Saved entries
>>>
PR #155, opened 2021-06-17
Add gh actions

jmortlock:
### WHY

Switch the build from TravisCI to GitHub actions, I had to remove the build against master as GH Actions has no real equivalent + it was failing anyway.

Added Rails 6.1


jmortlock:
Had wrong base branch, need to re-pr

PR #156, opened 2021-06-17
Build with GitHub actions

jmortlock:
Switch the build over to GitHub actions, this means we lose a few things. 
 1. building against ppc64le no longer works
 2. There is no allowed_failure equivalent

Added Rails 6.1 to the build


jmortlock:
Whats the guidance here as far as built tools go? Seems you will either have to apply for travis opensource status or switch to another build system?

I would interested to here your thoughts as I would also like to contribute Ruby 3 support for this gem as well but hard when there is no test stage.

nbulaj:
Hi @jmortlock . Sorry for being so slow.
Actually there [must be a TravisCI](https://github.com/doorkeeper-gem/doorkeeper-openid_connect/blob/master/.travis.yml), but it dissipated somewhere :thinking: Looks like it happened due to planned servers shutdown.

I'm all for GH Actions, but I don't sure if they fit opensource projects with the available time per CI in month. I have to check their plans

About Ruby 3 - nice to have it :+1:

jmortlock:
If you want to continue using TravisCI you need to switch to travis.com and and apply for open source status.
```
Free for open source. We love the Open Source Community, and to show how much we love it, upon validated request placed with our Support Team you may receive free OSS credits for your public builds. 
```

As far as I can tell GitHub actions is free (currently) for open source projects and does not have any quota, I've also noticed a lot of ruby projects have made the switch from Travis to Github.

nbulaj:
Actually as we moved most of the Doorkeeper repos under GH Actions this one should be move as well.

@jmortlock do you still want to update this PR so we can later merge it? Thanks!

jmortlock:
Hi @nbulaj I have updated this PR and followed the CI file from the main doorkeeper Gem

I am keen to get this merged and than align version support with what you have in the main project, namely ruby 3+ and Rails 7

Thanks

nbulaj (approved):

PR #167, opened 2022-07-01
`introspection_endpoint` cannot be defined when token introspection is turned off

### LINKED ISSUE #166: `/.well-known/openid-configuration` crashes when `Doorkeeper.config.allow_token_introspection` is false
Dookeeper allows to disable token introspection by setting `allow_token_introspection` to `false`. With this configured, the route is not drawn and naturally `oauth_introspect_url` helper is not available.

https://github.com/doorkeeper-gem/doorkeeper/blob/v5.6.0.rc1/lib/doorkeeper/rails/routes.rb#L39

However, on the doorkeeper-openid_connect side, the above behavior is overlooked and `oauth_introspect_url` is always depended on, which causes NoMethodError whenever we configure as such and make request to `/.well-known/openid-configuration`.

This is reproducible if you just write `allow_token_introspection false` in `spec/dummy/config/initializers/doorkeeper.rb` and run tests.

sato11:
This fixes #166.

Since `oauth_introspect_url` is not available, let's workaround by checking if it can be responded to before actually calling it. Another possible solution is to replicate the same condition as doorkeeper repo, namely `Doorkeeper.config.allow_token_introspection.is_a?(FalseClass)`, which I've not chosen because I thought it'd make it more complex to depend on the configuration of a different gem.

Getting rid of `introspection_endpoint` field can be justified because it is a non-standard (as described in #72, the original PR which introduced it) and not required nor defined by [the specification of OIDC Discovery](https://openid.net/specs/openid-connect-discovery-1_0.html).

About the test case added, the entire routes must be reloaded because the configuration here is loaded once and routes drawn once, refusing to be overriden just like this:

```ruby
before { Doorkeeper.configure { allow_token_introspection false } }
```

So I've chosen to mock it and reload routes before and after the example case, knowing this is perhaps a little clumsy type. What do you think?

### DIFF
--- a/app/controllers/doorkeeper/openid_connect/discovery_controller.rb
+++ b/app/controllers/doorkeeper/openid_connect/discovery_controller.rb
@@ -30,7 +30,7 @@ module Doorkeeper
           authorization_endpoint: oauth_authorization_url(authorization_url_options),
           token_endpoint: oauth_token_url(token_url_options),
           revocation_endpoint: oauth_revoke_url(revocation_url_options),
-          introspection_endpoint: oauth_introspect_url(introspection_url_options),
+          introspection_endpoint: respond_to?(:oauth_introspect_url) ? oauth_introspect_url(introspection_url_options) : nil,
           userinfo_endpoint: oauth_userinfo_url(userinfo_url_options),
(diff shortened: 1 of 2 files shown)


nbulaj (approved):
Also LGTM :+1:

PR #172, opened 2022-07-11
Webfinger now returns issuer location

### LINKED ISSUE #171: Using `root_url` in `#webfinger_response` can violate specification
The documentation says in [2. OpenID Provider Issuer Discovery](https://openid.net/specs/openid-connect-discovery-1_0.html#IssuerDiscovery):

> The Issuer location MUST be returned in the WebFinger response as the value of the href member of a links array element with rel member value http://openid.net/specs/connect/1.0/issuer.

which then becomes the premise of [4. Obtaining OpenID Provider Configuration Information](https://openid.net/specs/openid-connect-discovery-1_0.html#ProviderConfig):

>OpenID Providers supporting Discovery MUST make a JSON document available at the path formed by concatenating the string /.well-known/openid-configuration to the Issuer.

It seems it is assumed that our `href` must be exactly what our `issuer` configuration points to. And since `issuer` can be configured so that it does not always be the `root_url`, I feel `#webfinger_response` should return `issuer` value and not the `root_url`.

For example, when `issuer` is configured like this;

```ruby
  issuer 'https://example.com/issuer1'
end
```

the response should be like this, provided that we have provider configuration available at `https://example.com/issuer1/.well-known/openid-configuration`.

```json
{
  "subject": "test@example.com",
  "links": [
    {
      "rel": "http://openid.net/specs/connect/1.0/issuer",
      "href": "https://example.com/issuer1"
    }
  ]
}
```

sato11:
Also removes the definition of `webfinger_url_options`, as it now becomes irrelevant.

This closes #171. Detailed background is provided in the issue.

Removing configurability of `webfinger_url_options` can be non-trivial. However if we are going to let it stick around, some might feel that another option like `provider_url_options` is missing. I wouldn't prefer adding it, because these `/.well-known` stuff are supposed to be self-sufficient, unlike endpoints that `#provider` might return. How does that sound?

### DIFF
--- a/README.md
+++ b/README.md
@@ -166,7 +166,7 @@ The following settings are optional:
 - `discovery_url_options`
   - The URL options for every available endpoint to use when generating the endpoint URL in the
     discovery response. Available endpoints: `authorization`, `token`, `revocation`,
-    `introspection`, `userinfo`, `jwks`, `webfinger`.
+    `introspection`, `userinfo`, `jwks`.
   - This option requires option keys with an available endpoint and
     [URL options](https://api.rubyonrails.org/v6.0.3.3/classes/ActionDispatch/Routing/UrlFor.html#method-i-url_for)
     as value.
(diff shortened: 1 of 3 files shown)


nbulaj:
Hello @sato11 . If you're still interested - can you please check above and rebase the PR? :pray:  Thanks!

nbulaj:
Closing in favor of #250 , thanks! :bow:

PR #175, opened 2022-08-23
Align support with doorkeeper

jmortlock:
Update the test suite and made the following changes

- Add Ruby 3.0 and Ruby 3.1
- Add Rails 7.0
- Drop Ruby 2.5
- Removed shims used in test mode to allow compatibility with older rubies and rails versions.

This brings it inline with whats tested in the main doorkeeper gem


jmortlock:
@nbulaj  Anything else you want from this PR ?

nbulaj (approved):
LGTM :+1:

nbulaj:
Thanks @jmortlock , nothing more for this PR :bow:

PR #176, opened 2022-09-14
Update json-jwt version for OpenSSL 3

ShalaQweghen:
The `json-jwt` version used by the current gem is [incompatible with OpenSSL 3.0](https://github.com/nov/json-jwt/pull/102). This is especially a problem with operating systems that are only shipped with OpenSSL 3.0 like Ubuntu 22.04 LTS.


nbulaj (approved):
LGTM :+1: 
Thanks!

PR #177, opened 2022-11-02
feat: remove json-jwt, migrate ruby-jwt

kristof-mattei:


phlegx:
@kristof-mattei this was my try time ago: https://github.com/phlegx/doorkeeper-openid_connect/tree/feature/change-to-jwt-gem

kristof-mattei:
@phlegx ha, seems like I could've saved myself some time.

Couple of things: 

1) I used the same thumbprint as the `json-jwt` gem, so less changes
<<<
- **What is expected**
Each line of the entries above that contains "location" must be copied into the answer.

- **Reply**
Webfinger now returns issuer location
> The Issuer location MUST be returned in the WebFinger response as the value of the href member of a links array element with rel member value http://openid.net/specs/connect/1.0/issuer.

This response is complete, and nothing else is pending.